The community domain, as Gebreyes describes it, is what may come to mind when considering some of the first social determinants of health investments. These are the health system grants awarded to affordable housing groups or the backing hospitals give to food security programs like food pantries.

These efforts are vital, Gebreyes said, because community health partnerships can help ameliorate the downstream impacts that so often fuel health disparities.

“Are you investing in those who live around you?” Gebreyes queried.

It is important for healthcare organizations not yet investing in the community to understand how community investment impacts them as a business, she added.

“We've worked with not just healthcare organizations, but multiple industries that say, ‘Social determinants of health and racism and bias exist outside of us that doesn't impact our employees,’” Gebreyes stated. “And what we find is, at minimum 20, sometimes 50 percent, of your population as a business is actually impacted by all of food deserts, medical deserts. So how can you be a better partner in your community?”


The ecosystem domain asks healthcare organizations to consider the vendors and other businesses with which it has contracts, Gebreyes said.
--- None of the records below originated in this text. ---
PR #2842, opened 2016-11-08
der prozess

der-john:
Like #2810, but with debate workbenches instead of stadtforums. Replaces #2834 / #2837 / #2841.

Two new "slot attributes" are added to `IProcessProperties`: `CreateSlot` and `EditSlot`. They work the same way as `DetailSlot` and `ProcessHeaderSlot`. See 101fe6e.

Parallel to these, the `adhIdeaCollectionImageColumn` gets used whenever the existing attribute `processProperties.hasImage` is true.

- IdeaCollection,
- s1IdeaCollection (which can be integrated into IdeaCollection soon),
- mercator (which will probably not be updated).
In my opinion, having just one workbench module can reduce the maintainance effort of the frontend. E.g., there can be one logical place to put ProcessCreate and ProcessEdit views.

Also, we can simplify some concepts and names some time soon. IdeaCollection/Workbench can become simply Workbench, IdeaCollection/Proposal can become Proposal - which is analogous to what Document is right now -, and IdeaCollection/Process can maybe merge into the existing Process module (or replace it if we think the existing one should merge into ResourceArea).


src/spd/spd/static/js/Packages/spd/CollaborativeText/Module.ts
```diff
@@ -0,0 +1,75 @@
...
+            AdhIdeaCollectionModule.moduleName,
+            AdhMovingColumnsModule.moduleName,
+            AdhPermissionsModule.moduleName,
+            AdhResourceActionsModule.moduleName,
+            AdhResourceAreaModule.moduleName,
+            AdhTopLevelStateModule.moduleName
+        ])
+        .config(["adhEmbedProvider", (adhEmbedProvider : AdhEmbed.Provider) => {
+            adhEmbedProvider
+                .registerDirective("debate-workbench");
```
xi: not required. see #2840 (see also https://github.com/liqd/adhocracy3/pull/2842/files#diff-7dfab1596a678b22f54354682fe773faR30)

src/spd/spd/static/js/Packages/spd/CollaborativeText/Module.ts
```diff
@@ -0,0 +1,75 @@
...
+        }])
+        .config(["adhResourceAreaProvider", "adhConfig", (adhResourceAreaProvider: AdhResourceArea.Provider, adhConfig) => {
+            var registerRoutes = (context? : string) => (provider) => {
+                AdhIdeaCollectionWorkbench.registerCommonRoutesFactory(
+                    RIDigitalLebenProcess, RIDocument, RIDocumentVersion)(context)(provider);
+                AdhIdeaCollectionWorkbench.registerDocumentRoutesFactory(
+                    RIDigitalLebenProcess, RIDocument, RIDocumentVersion)(context)(provider);
+            };
+            registerRoutes()(adhResourceAreaProvider);
```
xi: IMHO wrapping this in functions only makes things more complicated in this case.

src/adhocracy_frontend/adhocracy_frontend/static/js/Packages/Core/IdeaCollection/Proposal/ListItem.html
```diff
@@ -1,7 +1,7 @@
-<a class="list-item {{selectedState}}" data-ng-class="{ 'm-contains-image': processProperties.hasImage }" href="{{path | adhParentPath | adhResourceUrl }}">
+<a class="list-item {{selectedState}}" data-ng-class="{ 'm-contains-image': processProperties.imageSlot }" href="{{path | adhParentPath | adhResourceUrl }}">
     <adh-show-image
         data-css-class="list-item-image"
-        data-ng-if="processProperties.hasImage"
+        data-ng-if="processProperties.imageSlot"
```
xi: still uses `imageSlot`

src/adhocracy_frontend/adhocracy_frontend/static/js/Packages/Core/IdeaCollection/Workbench/Workbench.ts
```diff
@@ -117,6 +164,26 @@ export var detailColumnDirective = (
...
+        link: (scope) => {
+            scope.$on("$destroy", adhTopLevelState.bind("processUrl", scope));
+            adhPermissions.bindScope(scope, () => scope.processUrl, "processOptions");
+
+            scope.setCameFrom = () => {
+                adhTopLevelState.setCameFrom();
+            };
+        }
+    };
+};
```
xi: This is very similar to `addProposalButtonDirective`. Is it possible to merge them?

xi:
I tested manually and everything seems to work fine.

src/spd/spd/static/js/Packages/spd/CollaborativeText/Module.ts
```diff
@@ -58,8 +48,9 @@ export var register = (angular) => {
                 "<adh-idea-collection-workbench data-process-properties=\"processProperties\">" +
                 "</adh-idea-collection-workbench>";
             adhProcessProvider.setProperties(processType, {
+                createSlot: adhConfig.pkg_path + AdhDocument.pkgLocation + "/CreateSlot.html",
                 detailSlot: adhConfig.pkg_path + AdhDocument.pkgLocation + "/DetailSlot.html",
-                document: true,
+                editSlot: adhConfig.pkg_path + AdhDocument.pkgLocation + "/EditSlot.html",
```
der-john: oops. thank you!

PR #2844, opened 2016-11-10
improve user settings page

der-john:
While working on #2827, I noticed the user settings UI was getting unorderly. This is still not a perfect UI, but I think it's a (cheap) improvement.


xi:
I am not convinced that this actually improves usability. Giving each setting its own form seems like overkill to me.

I talked to our designer and he said that the biggest issues are wording ("password"/"old password") and the fact that you can not see the current email. I would prefer fixing these two issues instead of overhauling the whole UI.

der-john:
> the biggest issues are wording ("password"/"old password") and the fact that you can not see the current email. I would prefer fixing these two issues instead of overhauling the whole UI.

I'll take care of it.

PR #2849, opened 2016-11-16
Fix S1 decision date handling

### LINKED ISSUE #2786: Inconsistent workflow assignment state_data returned
On the paas staging server the backend returns different values for the IWorkflowAssignment state_date field of a process ([https://aastendal-stage.partou.org/r/aastendal/thementag-21-09-16/](https://aastendal-stage.partou.org/r/aastendal/thementag-21-09-16/)).

When requesting a process directly on the server (bypassing cache) the backend returns different state_date values, sometimes empty, sometimes the current value. During previous tests it seemed also to return an old value.

Also reloading the sheet view  often in SDI shows the problem:
[https://aastendal-stage.partou.org/api/manage/aastendal/thementag-21-09-16/@@properties/IWorkflowAssignment](https://aastendal-stage.partou.org/api/manage/aastendal/thementag-21-09-16/@@properties/IWorkflowAssignment)

@joka Any idea what could cause this?

This has high prio, as it breaks the decision_date mapping.

2e2a:
Fixes #2786 

Note that this fix overwrites any other workflow state-data, e.g. set via SDI. 
This does not affect the current installations, but in case the workflow state-data should be used for other purposes in the future the TODO introduced in this fix must be implemented.

### DIFF
--- a/src/adhocracy_s1/adhocracy_s1/workflows/s1.py
+++ b/src/adhocracy_s1/adhocracy_s1/workflows/s1.py
@@ -29,7 +29,7 @@ def do_transition_to_voteable(context: IPool, request: Request, **kwargs):
 def do_transition_to_result(context: IPool, request: Request, **kwargs):
     """Do various tasks to complete transition to result state."""
     decision_date = datetime.utcnow().replace(tzinfo=UTC)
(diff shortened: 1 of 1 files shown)


der-john:
lgtm.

Organizations need to assess whether they are giving their dollars to like-minded businesses, and when possible use those contracts as leverage to push forward organizational health equity values.

“For any vendors that you're paying, how do you make sure that their policies and the way they practice actually is aligned with your value system as well?” Gebreyes posited. “And so there's a way to amplify your voice, both in contracts as well as in what you put out there, so you can activate those around you.”

Building a business case for health equity

None of this is to say that health equity work is easy, Gebreyes noted. Organizations need to invest heavily to make this all happen, and as a business it is easy to be wary of the high price tag.

“But there is a business case around advancing health equity,” Gebreyes asserted. “We can't make that false choice or continue that narrative that says you have to do good, or you have to do well. There's room for both.”

Continue with the infant mortality example, something Gebreyes said is easy to galvanize around. ICU hospitalization for infants is extremely costly and more prevalent in communities of color for a myriad of reasons.

But implementing upstream interventions—access to prenatal care, access to secure housing, access to nutrient-rich food—are extremely low-cost and effective preventive measures.

Both payer and provider organizations need to do the cost analysis to understand how these benefits could in fact save their organizations money, Gebreyes noted.

“And then the human impact speaks on its own,” she concluded. “Doing the right thing results in less medical costs, less loss of productivity in the economy, and just the human impact is immeasurable.”